*WHAT IS NEEDED*
Look through the entries below, please, and copy every line with the word "ctime".

Records from a data source:

╔══

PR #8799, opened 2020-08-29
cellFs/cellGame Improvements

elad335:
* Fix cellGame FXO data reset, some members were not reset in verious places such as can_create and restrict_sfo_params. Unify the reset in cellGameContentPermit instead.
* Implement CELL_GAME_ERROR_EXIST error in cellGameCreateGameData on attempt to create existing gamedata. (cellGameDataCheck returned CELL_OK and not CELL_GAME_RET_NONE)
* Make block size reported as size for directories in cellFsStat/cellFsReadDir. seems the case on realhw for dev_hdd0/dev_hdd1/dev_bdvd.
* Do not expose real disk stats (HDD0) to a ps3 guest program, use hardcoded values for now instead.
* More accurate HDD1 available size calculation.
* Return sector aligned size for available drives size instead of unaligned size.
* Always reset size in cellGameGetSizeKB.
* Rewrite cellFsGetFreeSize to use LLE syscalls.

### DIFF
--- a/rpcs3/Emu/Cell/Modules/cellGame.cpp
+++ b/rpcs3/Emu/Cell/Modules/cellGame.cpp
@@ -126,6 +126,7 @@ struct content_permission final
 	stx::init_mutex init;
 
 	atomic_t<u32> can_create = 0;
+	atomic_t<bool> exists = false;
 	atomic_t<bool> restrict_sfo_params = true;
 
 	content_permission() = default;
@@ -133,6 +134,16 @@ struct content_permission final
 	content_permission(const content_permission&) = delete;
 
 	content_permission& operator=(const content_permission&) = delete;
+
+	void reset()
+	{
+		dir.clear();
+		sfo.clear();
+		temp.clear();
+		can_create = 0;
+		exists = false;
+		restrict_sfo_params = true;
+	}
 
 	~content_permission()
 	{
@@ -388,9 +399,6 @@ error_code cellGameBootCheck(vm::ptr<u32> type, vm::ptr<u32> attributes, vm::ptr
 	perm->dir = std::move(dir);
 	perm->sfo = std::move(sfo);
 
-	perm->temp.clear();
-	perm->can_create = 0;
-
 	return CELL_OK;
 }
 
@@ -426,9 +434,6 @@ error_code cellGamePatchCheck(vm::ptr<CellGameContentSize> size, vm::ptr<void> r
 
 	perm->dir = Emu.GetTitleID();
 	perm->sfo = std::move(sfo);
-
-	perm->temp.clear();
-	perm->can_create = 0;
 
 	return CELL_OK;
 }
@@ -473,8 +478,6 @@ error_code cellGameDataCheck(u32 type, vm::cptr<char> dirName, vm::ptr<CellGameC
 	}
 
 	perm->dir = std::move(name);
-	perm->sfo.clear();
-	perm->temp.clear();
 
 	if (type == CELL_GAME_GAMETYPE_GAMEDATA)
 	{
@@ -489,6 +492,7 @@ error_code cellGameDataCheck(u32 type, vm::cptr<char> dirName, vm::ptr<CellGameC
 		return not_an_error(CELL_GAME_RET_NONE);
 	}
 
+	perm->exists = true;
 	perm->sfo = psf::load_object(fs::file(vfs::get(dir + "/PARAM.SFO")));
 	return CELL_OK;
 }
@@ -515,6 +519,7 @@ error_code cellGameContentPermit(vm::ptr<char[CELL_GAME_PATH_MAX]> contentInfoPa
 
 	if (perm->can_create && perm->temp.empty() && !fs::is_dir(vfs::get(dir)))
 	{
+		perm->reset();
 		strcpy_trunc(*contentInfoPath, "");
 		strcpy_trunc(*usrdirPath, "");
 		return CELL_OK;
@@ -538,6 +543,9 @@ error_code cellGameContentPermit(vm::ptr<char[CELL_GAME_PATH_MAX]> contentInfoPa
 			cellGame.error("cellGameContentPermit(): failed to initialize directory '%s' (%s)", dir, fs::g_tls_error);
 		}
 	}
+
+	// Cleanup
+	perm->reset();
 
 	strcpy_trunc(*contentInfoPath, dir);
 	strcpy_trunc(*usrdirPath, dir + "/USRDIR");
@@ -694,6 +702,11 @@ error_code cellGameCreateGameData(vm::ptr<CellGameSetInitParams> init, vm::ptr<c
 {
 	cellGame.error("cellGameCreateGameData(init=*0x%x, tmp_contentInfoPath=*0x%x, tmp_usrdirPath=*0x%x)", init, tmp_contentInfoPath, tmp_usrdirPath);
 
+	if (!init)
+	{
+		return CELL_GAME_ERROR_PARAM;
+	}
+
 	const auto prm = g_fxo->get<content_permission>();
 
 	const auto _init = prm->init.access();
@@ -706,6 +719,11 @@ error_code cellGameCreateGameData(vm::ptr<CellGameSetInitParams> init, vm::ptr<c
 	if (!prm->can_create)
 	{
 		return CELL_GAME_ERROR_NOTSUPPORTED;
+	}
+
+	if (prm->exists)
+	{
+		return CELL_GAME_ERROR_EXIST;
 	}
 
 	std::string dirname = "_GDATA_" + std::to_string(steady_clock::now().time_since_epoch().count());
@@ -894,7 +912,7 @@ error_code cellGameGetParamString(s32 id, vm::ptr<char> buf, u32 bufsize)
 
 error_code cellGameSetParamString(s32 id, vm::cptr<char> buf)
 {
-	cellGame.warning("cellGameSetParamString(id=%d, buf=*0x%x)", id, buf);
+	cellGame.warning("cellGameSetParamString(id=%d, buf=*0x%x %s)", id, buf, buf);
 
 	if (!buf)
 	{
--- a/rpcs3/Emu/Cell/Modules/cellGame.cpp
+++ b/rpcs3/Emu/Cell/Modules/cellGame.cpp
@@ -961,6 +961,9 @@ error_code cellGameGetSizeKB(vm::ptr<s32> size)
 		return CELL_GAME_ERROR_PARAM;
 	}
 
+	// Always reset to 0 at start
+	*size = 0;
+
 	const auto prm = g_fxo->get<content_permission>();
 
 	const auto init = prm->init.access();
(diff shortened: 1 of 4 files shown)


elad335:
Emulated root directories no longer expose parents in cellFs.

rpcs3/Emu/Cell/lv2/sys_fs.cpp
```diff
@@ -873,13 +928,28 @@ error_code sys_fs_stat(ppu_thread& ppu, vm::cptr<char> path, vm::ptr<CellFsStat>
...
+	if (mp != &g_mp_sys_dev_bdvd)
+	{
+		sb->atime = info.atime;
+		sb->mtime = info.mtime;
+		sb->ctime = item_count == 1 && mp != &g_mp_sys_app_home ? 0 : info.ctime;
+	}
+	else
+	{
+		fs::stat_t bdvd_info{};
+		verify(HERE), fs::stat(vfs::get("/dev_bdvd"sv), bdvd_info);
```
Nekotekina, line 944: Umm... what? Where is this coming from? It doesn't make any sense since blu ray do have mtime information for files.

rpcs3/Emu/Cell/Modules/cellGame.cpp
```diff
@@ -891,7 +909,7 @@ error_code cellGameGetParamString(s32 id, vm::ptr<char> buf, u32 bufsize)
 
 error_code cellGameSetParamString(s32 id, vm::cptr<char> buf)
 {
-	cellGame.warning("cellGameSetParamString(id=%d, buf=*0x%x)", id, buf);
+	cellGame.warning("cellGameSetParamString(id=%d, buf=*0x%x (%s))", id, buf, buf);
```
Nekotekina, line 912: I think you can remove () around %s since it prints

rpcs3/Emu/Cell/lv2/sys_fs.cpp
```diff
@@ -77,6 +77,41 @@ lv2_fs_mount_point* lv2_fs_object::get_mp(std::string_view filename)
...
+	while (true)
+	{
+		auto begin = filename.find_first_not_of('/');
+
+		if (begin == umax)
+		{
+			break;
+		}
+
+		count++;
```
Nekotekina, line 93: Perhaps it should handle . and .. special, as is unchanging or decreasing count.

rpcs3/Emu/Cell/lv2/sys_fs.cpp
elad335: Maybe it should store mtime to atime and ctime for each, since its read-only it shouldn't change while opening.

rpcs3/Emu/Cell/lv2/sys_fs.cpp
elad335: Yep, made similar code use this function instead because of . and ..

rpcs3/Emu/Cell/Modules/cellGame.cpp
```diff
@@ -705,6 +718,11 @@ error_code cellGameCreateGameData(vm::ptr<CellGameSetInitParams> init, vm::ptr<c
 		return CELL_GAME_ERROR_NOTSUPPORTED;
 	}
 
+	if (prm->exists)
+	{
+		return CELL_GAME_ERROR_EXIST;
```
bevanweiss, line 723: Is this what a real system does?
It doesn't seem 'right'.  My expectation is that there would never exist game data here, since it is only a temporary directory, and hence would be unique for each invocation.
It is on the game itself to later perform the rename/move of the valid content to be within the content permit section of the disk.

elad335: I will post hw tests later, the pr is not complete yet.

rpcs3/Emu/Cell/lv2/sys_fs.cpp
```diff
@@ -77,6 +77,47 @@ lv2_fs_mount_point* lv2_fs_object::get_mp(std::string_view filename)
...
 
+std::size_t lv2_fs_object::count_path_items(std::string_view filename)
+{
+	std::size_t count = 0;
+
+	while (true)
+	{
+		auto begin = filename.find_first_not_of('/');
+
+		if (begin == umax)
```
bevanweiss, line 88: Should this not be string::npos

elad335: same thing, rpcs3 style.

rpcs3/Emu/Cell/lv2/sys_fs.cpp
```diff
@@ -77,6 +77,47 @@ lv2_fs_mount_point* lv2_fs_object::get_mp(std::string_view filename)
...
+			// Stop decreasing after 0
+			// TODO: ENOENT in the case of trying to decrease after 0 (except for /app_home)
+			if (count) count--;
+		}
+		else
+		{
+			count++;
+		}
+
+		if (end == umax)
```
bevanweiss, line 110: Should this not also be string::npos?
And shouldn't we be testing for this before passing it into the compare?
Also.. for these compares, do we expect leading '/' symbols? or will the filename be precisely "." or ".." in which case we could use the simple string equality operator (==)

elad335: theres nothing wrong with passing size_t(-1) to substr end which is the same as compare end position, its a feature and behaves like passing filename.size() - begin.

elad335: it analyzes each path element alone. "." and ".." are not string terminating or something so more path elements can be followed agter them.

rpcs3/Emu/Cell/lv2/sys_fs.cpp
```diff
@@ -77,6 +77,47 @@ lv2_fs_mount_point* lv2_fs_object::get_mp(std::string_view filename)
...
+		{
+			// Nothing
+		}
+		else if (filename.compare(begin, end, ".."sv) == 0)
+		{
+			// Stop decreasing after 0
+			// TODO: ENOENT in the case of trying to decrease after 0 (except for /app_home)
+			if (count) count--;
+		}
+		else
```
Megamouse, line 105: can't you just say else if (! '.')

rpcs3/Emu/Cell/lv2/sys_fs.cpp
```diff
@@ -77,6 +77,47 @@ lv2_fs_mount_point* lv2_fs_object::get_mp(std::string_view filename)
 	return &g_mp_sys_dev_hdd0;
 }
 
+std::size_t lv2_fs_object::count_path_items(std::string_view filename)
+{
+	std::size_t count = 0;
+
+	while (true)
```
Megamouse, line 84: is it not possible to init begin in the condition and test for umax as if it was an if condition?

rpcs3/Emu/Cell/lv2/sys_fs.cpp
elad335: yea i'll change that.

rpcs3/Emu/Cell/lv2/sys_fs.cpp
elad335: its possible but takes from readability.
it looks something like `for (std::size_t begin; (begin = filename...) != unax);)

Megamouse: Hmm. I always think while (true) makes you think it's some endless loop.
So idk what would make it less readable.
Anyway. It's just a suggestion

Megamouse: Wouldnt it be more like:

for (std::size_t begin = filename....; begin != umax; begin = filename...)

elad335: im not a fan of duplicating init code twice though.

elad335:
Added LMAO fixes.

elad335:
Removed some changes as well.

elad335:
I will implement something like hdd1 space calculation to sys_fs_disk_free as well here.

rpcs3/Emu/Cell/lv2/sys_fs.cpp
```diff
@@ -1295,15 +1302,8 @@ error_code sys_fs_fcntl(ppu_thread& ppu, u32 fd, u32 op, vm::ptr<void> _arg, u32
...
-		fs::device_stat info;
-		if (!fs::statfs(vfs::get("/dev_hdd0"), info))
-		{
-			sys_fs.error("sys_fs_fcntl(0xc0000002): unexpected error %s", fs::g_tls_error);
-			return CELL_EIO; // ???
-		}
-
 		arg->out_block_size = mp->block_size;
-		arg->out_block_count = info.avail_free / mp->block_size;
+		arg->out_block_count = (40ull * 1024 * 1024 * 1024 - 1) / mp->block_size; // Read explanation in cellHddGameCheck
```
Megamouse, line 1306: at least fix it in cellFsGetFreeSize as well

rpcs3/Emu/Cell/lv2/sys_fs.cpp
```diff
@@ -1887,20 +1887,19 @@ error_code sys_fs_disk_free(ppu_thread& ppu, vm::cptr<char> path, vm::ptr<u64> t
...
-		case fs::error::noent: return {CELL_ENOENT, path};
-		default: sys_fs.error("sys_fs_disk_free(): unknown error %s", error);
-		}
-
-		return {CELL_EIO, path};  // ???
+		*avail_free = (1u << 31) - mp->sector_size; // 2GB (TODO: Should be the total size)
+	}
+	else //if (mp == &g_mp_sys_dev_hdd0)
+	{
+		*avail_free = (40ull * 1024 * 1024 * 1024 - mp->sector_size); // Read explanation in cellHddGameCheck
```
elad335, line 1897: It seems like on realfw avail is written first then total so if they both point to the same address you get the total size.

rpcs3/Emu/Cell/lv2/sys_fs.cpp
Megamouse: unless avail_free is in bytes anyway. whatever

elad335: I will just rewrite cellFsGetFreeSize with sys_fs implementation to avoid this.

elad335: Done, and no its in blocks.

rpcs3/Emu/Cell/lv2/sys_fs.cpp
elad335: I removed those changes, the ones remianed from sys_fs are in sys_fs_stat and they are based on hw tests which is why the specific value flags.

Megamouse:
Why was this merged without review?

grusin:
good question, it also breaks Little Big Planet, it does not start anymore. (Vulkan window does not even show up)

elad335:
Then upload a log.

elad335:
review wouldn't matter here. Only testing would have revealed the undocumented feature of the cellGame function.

╚══

*SOLUTION FOR THIS PROBLEM*
+		sb->ctime = item_count == 1 && mp != &g_mp_sys_app_home ? 0 : info.ctime;
elad335: Maybe it should store mtime to atime and ctime for each, since its read-only it shouldn't change while opening.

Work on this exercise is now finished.